# Stuck again - electric field and circular arc

1. May 25, 2004

### PinkFlamingo

Hi there,

I was hoping that somebody could help me. I'm stuck again!

a rod with (lambda) coulombs of charge per meter of its length has the shape of a circular arc of radius R. The rod subtends an angle (theta). Shpw that the magnitude of the electric field at the centre of the circular arc is:

E=[1/(4*pi*E0)] [(2*lambda)/R] sin (theta/2)

Where R is the radius from the rod to the centre of the electic field

OK, I know that I somehow have to change the formula for the electric field of a rod to get that. The formula for the electric field of a rod is:

E==[1/(4*pi*E0)] [(2*lambda)/r]

where r is the vertical distance from the rod

2. May 25, 2004

### turin

Do you know how to integrate?

The electric field for the rod that you gave is for an infinitely long rod. You should first consider whince the formula comes. It is based on Coulomb's Law, superposition, and the definition of the electric field.

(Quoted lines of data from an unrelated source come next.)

Issue #6722, opened 2026-04-22
Media Library: allow editors to rename files


kulesy:
## Pain

Editors without direct git access have no way to rename a media file. The Media Library UI has no rename action, so the only path today is to delete the file and re-upload with the new name, or to rename it in GitHub — both of which require an editor who's comfortable working outside TinaCMS.

This becomes a particular problem when an upload lands with a bad filename (e.g. special characters that break downstream builds — see [tinacms#6359](https://github.com/tinacms/tinacms/issues/6359) for upload-time sanitisation). The content editor spots the issue but can't fix it themselves.

Reported via Discord (Koos, 2026-04-14) — editor uploaded an image with special characters, Astro build failed, no in-app way to rename.

> **Note:** The GitHub-push → Media Library sync does currently handle renames correctly (an earlier bug in this area has been fixed). This PBI is about closing the **UX gap** — giving editors a first-class rename action in the UI — not about fixing broken sync. The documented [delete-and-re-upload / GitHub-rename workarounds](https://tina.io/docs/reference/media/repo-based#renaming-media-files) work end-to-end today.

## Description

Add a **Rename** action to the Media Library UI that:

- Exposes a rename control (button or context menu item) on each file in the Media Library
- Prompts for a new filename with inline validation — sanitised against the same rules used on upload (see [tinacms#6359](https://github.com/tinacms/tinacms/issues/6359))
- Calls the backend rename endpoint (tracked separately — see **Depends On** below)
- Refreshes the Media Library listing and any open media picker to reflect the new path
- Surfaces error states clearly (name collision, invalid characters, backend failure)

Wires up the `rename?` stub on the `MediaStore` interface (already reserved per [tinacloud#3330](https://github.com/tinacms/tinacloud/issues/3330)).

## Out of scope

- Backend implementation — tracked in the companion tinacloud PBI (see **Depends On**)
- Rewriting content references (markdown/json) that point at the old path — cross-cutting concern, worth a separate PBI
- Filename sanitisation on upload — tracked in [tinacms#6359](https://github.com/tinacms/tinacms/issues/6359)

## Related

- [tinacms#6359](https://github.com/tinacms/tinacms/issues/6359) — filename sanitisation on upload (rename should apply the same rules)
- [tinacms#4465](https://github.com/tinacms/tinacms/issues/4465) — earlier Tina Cloud stale-paths bug (SSW-reported; now fixed)
[...]

PR #7391, opened 2026-08-02
feat(media): add a Rename action to the Media Manager (local media store)

Aibono1225:
Refs #6722 — implements the local file-system half. Tina Cloud rename stays blocked on tinacloud#3442 and is intentionally **not** part of this PR.

## What

Editors can now rename a media file from the Media Manager instead of deleting and re-uploading it, or going to GitHub.

Selecting a file in the preview panel offers **Rename** alongside Insert and Delete. The modal edits the basename, keeps the extension, previews the sanitised result using the same rules uploads apply, and reports collisions and missing files specifically rather than with a generic failure.

## How it works

`RenameModal` → `MediaManager.rename(from, to)` → `TinaMediaStore.rename` → `POST /media/rename` on the CLI dev server → `MediaModel.renameMedia`.

- `from` / `to` are media-root-relative `directory/filename` paths, the same shape `delete` already sends. The route also accepts (and ignores) `branch` for parity with the cloud contract.
- Both paths are resolved with `resolveStrictlyWithinBase`, so a rename can never land outside the configured media root.
- The move is `overwrite: false`; an existing destination comes back as a `NAME_COLLISION` instead of clobbering a file. Case-only renames (`photo.jpg` → `Photo.jpg`) hop through a staging name so they work on case-insensitive filesystems.
- `media:rename:success` refreshes every open media picker, and pickers previewing the renamed file follow it to its new path.

Screenshot 2026-08-03 at 11 44 40 am

**Figure: UI with Rename button**

Screenshot 2026-08-03 at 11 45 19 am

**Figure: UI of rename modal**

## Testing

- `packages/@tinacms/cli` — `MediaModel.renameMedia` (happy path, subdirectories, NOT_FOUND, NAME_COLLISION, folder source,
case-only rename, staging rollback, traversal ane route handler's status-code mapping, and thecross-origin gate on `/media/rename`.
- `packages/tinacms` — `MediaManager.rename` eveity detection and error mapping, `RenameModal`behaviour, and `MediaPicker` gating / list refresh / multi-picker sync.
- `playwright` — upload → rename → list → fetch l HTTP, plus collision, NOT_FOUND and traversalvectors.

### DIFF
--- a/packages/@tinacms/cli/src/next/commands/dev-command/server/media.ts
+++ b/packages/@tinacms/cli/src/next/commands/dev-command/server/media.ts
@@ -64,9 +64,7 @@ export const createMediaRouter = (config: PathConfig) => {
     // Body is populated by the bodyParser.json middleware registered ahead of
     // this router, the same way the /graphql route consumes it.
     const body = (req as unknown as { body?: unknown }).body;
-    const { from, to, ...rest } =
-      (body as { from?: unknown; to?: unknown }) || {};
-    void rest; // `branch` is accepted for parity with the cloud contract
+    const { from, to } = (body as { from?: unknown; to?: unknown }) || {};
 
     if (typeof from !== 'string' || typeof to !== 'string' || !from || !to) {
       res.statusCode = 400;
@@ -213,6 +211,17 @@ const RENAME_ERROR_STATUS: Record<RenameFailureCode, number> = {
   UNSUPPORTED: 400,
   BACKEND_FAILURE: 500,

To adjust Coulomb's Law, replace the source charge q with dq. This indicates that the charge in Coulomb's Law is just a little piece of some object.

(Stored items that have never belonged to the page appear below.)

PR #7394, opened 2026-08-03
🔒 Escape the listing directory in the Cloudinary search expression

joshbermanssw:
## TL;DR

`listMedia` interpolated the caller-supplied `directory` straight into the Cloudinary Search API expression (`folder="<directory>"`). Cloudinary treats a quoted term literally *except* for `"` and `*`, so those two characters were parsed as expression syntax instead of being matched as part of the folder name — this routes the value through an escaper first.

## Why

The superposition is the (relatively) complicated issue; it involves integration as well as a cleaver substitution for dq. In general, for a linear charge distribution (a string of charge), you want something of the form: dq = &lambda;(s)ds (where s is the arclength position along the string). I will give you the example for a line of charge along the x-direction: dq = &lambda;(x)dx. Try to figure what it would be for a circular arc. Then, you stick Coulomb's Law with this modification into an integral (over x, for instance). Be careful: the ds may not be the only thing that integrates. You can pull some factors out of the integral, but some must remain as part of the integrand because they depend on the variable of integration.

Then, just divide by the test charge to get the electric field. This can be done in the beginning.